Issue #12337, opened 2026-05-14
Upgrade to name-suggestion-index v7.2


Dimitar5555:
NSI has a new minor release which seems to have a few potentially breaking changes. It would be nice if iD uses the newer version so we use newer data.

<details><summary>Changelog</summary>

> # 7.1.YYYYMMDD
> ##### 2026-Apr-27
> * ⚠️  Bump to [`@rapideditor/location-conflation`](https://github.com/rapideditor/location-conflation) v3 — downstream consumers must upgrade simultaneously
> * ⚠️ `Matcher.buildLocationIndex(data: NsiData, loco?: LocationConflation)` now expects a `LocationConflation` v3 instance.
>   * Consumers who call `matcher.buildLocationIndex(data, loco)` should now pass in their own configured `LocationConflation` instance so indexing and lookups share the same cache
>   * This eliminates the need for downstream apps (e.g. Rapid) to monkey-patch the matcher to use a shared `LocationConflation` cache!
>   * Removed the `which-polygon` dependency — location lookups are now handled inside `LocationConflation` v3.
>   * Note that the `loco` param is optional — if omitted, the `Matcher` can create its own local `LocationConflation` resolver.
> * New: Preset generating functions are now exported from `name-suggestion-index` as pure, in-memory functions
>   * `buildIDPresets(data: NsiData, opts: BuildIDPresetsOptions): BuildIDPresetsResult` - Generates iD presets JSON
>   * `buildJOSMPresets(data: NsiData, opts: BuildJOSMPresetsOptions): XMLBuilder` - Generated JOSM presets XML
>   * These accept NSI data, source iD presets, wikidata, dissolutions) as arguments — no file I/O, no console output, no input mutation
>   * Suitable for downstream apps (e.g. Rapid) that fetch NSI data on-the-fly and want to generate presets in the browser
>   * `dist.ts` now wraps these functions for the file-writing CLI behavior (we still provide the presets under `dist/presets/` as before)
> * New: Project now provides a complete set of TypeScript types to cover all data structures and file shapes.
> 

</details>

tordans:
Those breaking changes sound to me this should get a major version increase?

https://github.com/osmlab/name-suggestion-index/blob/main/CHANGELOG.md

tyrasd:
> should get a major version increase?

[...]

PR #12349, opened 2026-05-17
chore: update name-suggestion-index to v7.2

bjornstar:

....................

### YOUR INSTRUCTIONS
Every entry must be output again, exactly as written above.

### RESPONSE AREA
Issue #12337, opened 2026-05-14
Upgrade to name-suggestion-index v7.2


Dimitar5555:
NSI has a new minor release which seems to have a few potentially breaking changes. It would be nice if iD uses the newer version so we use newer data.

<details><summary>Changelog</summary>

> # 7.1.YYYYMMDD
> ##### 2026-Apr-27
> * ⚠️  Bump to [`@rapideditor/location-conflation`](https://github.com/rapideditor/location-conflation) v3 — downstream consumers must upgrade simultaneously
> * ⚠️ `Matcher.buildLocationIndex(data: NsiData, loco?: LocationConflation)` now expects a `LocationConflation` v3 instance.
>   * Consumers who call `matcher.buildLocationIndex(data, loco)` should now pass in their own configured `LocationConflation` instance so indexing and lookups share the same cache
>   * This eliminates the need for downstream apps (e.g. Rapid) to monkey-patch the matcher to use a shared `LocationConflation` cache!
>   * Removed the `which-polygon` dependency — location lookups are now handled inside `LocationConflation` v3.
>   * Note that the `loco` param is optional — if omitted, the `Matcher` can create its own local `LocationConflation` resolver.
> * New: Preset generating functions are now exported from `name-suggestion-index` as pure, in-memory functions
>   * `buildIDPresets(data: NsiData, opts: BuildIDPresetsOptions): BuildIDPresetsResult` - Generates iD presets JSON
>   * `buildJOSMPresets(data: NsiData, opts: BuildJOSMPresetsOptions): XMLBuilder` - Generated JOSM presets XML
>   * These accept NSI data, source iD presets, wikidata, dissolutions) as arguments — no file I/O, no console output, no input mutation
>   * Suitable for downstream apps (e.g. Rapid) that fetch NSI data on-the-fly and want to generate presets in the browser
>   * `dist.ts` now wraps these functions for the file-writing CLI behavior (we still provide the presets under `dist/presets/` as before)
> * New: Project now provides a complete set of TypeScript types to cover all data structures and file shapes.
> 

</details>

tordans:
Those breaking changes sound to me this should get a major version increase?

https://github.com/osmlab/name-suggestion-index/blob/main/CHANGELOG.md

tyrasd:
> should get a major version increase?

[...]

PR #12349, opened 2026-05-17
chore: update name-suggestion-index to v7.2

bjornstar:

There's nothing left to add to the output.